Did some more testing, and found that paste() alone is still the fastest.

Which, with all due respect for the work of the authors of the xml2 package, still begs the question of the utility (in terms of speed) of this package...

library(xml2)
missing <- c(-1, -2, -3)
values <- c("Very weak" = 1, "Weak" = 2, "Middle" = 3, "Strong" = 4, "Very strong" = 5, "Don't know" = -1)

root <- paste("<?xml version=\"1.0\" encoding=\"UTF-8\"?>", "<codeBook>", "<dataDscr>")

for (i in seq(600)) {
  root <- paste(root,
    paste("<var name =\"", paste("V", i, sep = "_"), "\" nature = \"ordinal\" representationType = \"text\">"),
    paste("<labl>", paste("Variable label for V", i, sep = "_"), "</labl>"),
    paste("<catgrys>", 
             paste("<catgry",unlist(sapply(is.element(values, missing), function(x){ifelse(x, ' missing="Y"', "")})), 
                    "><catValu>",values, "</catValu><labl>", names(values),"</labl></catgry>", 
                    collapse = ""), "</catgrys>"),
    "</var>")
}
root <- paste(root, "</dataDscr></codeBook>")

write_xml(read_xml(root), "test2.xml")

pieterjanvc · July 31, 2019, 11:41am

Hi,

Yea I agree... Since I'm new to XML, I thought it was my ignorance that led to not using the functions properly, but it does seem to be the case that just plain paste is way faster.

My only explanation why XML2 is slower for a good reason would be that it is taking all meta-data into account like the hierarchy and it's constantly checking the validity of the document when performing operations.
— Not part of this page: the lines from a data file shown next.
PR #18029, opened 2019-04-29
refactor: rewire the desktop capturer API to remove race conditions

MarshallOfSound:
We now create a new instance of atom::api::DesktopCapturer for every request instead of weirdly re-using the same instance and queuing requests.  This means there is now a 1:1 relationship between request and DesktopCapturer so there isn't a race condition between the observer for one request calling back before the observer of another.  This is an issue ever since the backing APIs moved to worker threads.

This also does a few things to ensure memory management
* Only ever listen to one event per-request, after that we wipe the emit function to ignore all future events
* Ensures we clean up the `window_capturer_`, `screen_capturer_` and `captured_sources_` in native land once the request is over.

This _in theory_ fixes a flake we've been seeing on CI where we try to resolve the promise for a request that no longr exists.

Notes: Fixed race condition in the `desktopCapturer` module where some requests for sources would never be resolved or unhandled exceptions would be thrown in the main process.

### DIFF
--- a/atom/browser/api/atom_api_desktop_capturer.cc
+++ b/atom/browser/api/atom_api_desktop_capturer.cc
@@ -226,7 +226,7 @@ void Initialize(v8::Local<v8::Object> exports,
                 void* priv) {
   v8::Isolate* isolate = context->GetIsolate();
   mate::Dictionary dict(isolate, exports);
-  dict.Set("desktopCapturer", atom::api::DesktopCapturer::Create(isolate));
+  dict.SetMethod("createDesktopCapturer", &atom::api::DesktopCapturer::Create);
 }
 
 }  // namespace
--- a/lib/browser/desktop-capturer.js
+++ b/lib/browser/desktop-capturer.js
@@ -2,13 +2,12 @@
 
 const ipcMainUtils = require('@electron/internal/browser/ipc-main-internal-utils')
 
-const { desktopCapturer } = process.electronBinding('desktop_capturer')
+const { createDesktopCapturer } = process.electronBinding('desktop_capturer')
 const eventBinding = process.electronBinding('event')
 
 const deepEqual = (a, b) => JSON.stringify(a) === JSON.stringify(b)
 
-// A queue for holding all requests from renderer process.
-let requestsQueue = []
+let currentlyRunning = []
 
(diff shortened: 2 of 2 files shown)


atom/browser/api/atom_api_desktop_capturer.cc
```diff
@@ -62,7 +62,11 @@ DesktopCapturer::DesktopCapturer(v8::Isolate* isolate) {
   Init(isolate);
 }
 
-DesktopCapturer::~DesktopCapturer() {}
+DesktopCapturer::~DesktopCapturer() {
+  window_capturer_.reset();
```
nornagon: Are these resets necessary? Won't this happen automatically?

atom/browser/api/atom_api_desktop_capturer.cc
```diff
@@ -220,13 +224,18 @@ void DesktopCapturer::BuildPrototype(
...
+}
+
 void Initialize(v8::Local<v8::Object> exports,
                 v8::Local<v8::Value> unused,
                 v8::Local<v8::Context> context,
                 void* priv) {
   v8::Isolate* isolate = context->GetIsolate();
   mate::Dictionary dict(isolate, exports);
-  dict.Set("desktopCapturer", atom::api::DesktopCapturer::Create(isolate));
+  dict.SetMethod("createDesktopCapturer", &CreateDesktopCapturer);
```
nornagon:
```suggestion
  dict.SetMethod("createDesktopCapturer", &atom::api::DesktopCapturer::Create);
```

no need for a helper function

atom/browser/api/atom_api_desktop_capturer.cc
deepak1556: yup they will be cleaned up automatically.

MarshallOfSound: This was me puzzling over some memory leaks before I dove into the refactor, I'll remove

MarshallOfSound:
@nornagon Yeah the JS side of this is Not Too Great ™️ but this was the shortest refactor that fixed the issues.  I'm planning on following up at some point with a proper rewrite with promises in native land and such 🤔 But that's a bigger task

This would slow things down, but ensures that the output is valid XML, whereas with the paste technique, there is no guarantee the document has the proper structure and obeys all XML rules.

PJ

dusadrian · July 31, 2019, 3:20pm

Hi PJ,

I agree with you, but somewhat also disagree. If a document obeys all XML rules is still not a guarantee the document is valid. Usually, such XML files are validated against a schema (where even the order of some entries is important).

As the validation process is mandatory upon creating the XML file, this process would also detect if the document has the proper structure. Not to mention that read_xml() would make sure the document has the proper structure, otherwise it would throw an error.

So it all boils down to how fast this document is produced, and apparently a paste() is the fastest possible way to produce it. The xml2 package seems to be fine for simple and basic examples, but when it comes to production mode on really testing situations, the only usable functions are read_xml() and write_xml().

Best,
Adrian

pieterjanvc · August 1, 2019, 12:54am

Hi,

Interesting info indeed! Well at least your question taught me more about XML and we now know to avoid the XML2 package for large operations

It was a stimulating conversation,
PJ

system · August 22, 2019, 12:54am

This topic was automatically closed 21 days after the last reply. New replies are no longer allowed.